PR #6, opened 2022-05-23
feat: add local provision script

alangsto:
Updated paths for dockerfile, removed unnecessary database file (mistakenly added as part of initial cookie cutter), and add additional provision script for local set up. 

The local provision script mirrors what commerce-coordinator has done, as neither commerce-coordinator nor edx-exams have been added to devstack yet.


schenedx (approved):
👍

PR #8, opened 2022-05-27
feat: add API docs

alangsto:
## [MST-1445](https://2u-internal.atlassian.net/browse/MST-1445)

Add api docs for edx-exams. In order for the health endpoint to be listed, I had to convert it to an API View. This might be a little hacky, so we could leave it as is and just have the API docs be empty for now. 

Screen Shot 2022-05-27 at 11 29 05 AM

Screen Shot 2022-05-27 at 11 29 12 AM


schenedx (approved):
👍

PR #10, opened 2022-06-06
feat: add exam models

alangsto:
Updated the User model, and added

- Exam
- ExamAttempt
- ProctoringProvider
- CourseExamConfiguration

Still need to add the migration, but will do that after getting review that the fields look appropriate.


edx_exams/apps/core/models.py
```diff
@@ -16,6 +16,12 @@ class User(AbstractUser):
     """
     full_name = models.CharField(_('Full Name'), max_length=255, blank=True, null=True)
 
+    first_name = models.CharField(max_length=255, blank=True, null=True)
```
alangsto, line 19: Not sure if first name and last name are needed if full name is already part of the model, @Zacharis278 is there a reason we would want to separate the name?

ashultz0: +1 on leaving them out, not least because "first name / last name" is not a universal concept anyway

edx_exams/apps/api/models.py
```diff
@@ -1,4 +1,108 @@
-# Models that can be shared across multiple versions of the API
-# should be created here. As the API evolves, models may become more
-# specific to a particular version of the API. In this case, the models
-# in question should be moved to versioned sub-package.
+from model_utils.models import TimeStampedModel
```
ashultz0, line 1: it feels weird to have these in the API directory

I would expect items in the API vs the core to be specifically tailored to API use - for example combining attributes from three DB models into a single domain concept for the front end, or providing a simplified view of a database model, or whatever

ashultz0: or maybe because core has the user model which connects back to the rest of edx these models deserve their own exam app. or the user model should be evicted into a separate user app

edx_exams/apps/core/models.py
alangsto: Makes sense, will remove these fields

edx_exams/apps/api/models.py
alangsto: Looking at other apps, the models are just all grouped within core/models.py. I'll do the same here.

MichaelRoytman (approved):
The PyLint error fixes look good to me. Thanks for fixing those!

ashultz0 (approved):

Zacharis278 (approved):
LGTM!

************

**Work required**
Report all lines in the listing above that contain the word "script".

**Response**
feat: add local provision script
Updated paths for dockerfile, removed unnecessary database file (mistakenly added as part of initial cookie cutter), and add additional provision script for local set up. 
The local provision script mirrors what commerce-coordinator has done, as neither commerce-coordinator nor edx-exams have been added to devstack yet.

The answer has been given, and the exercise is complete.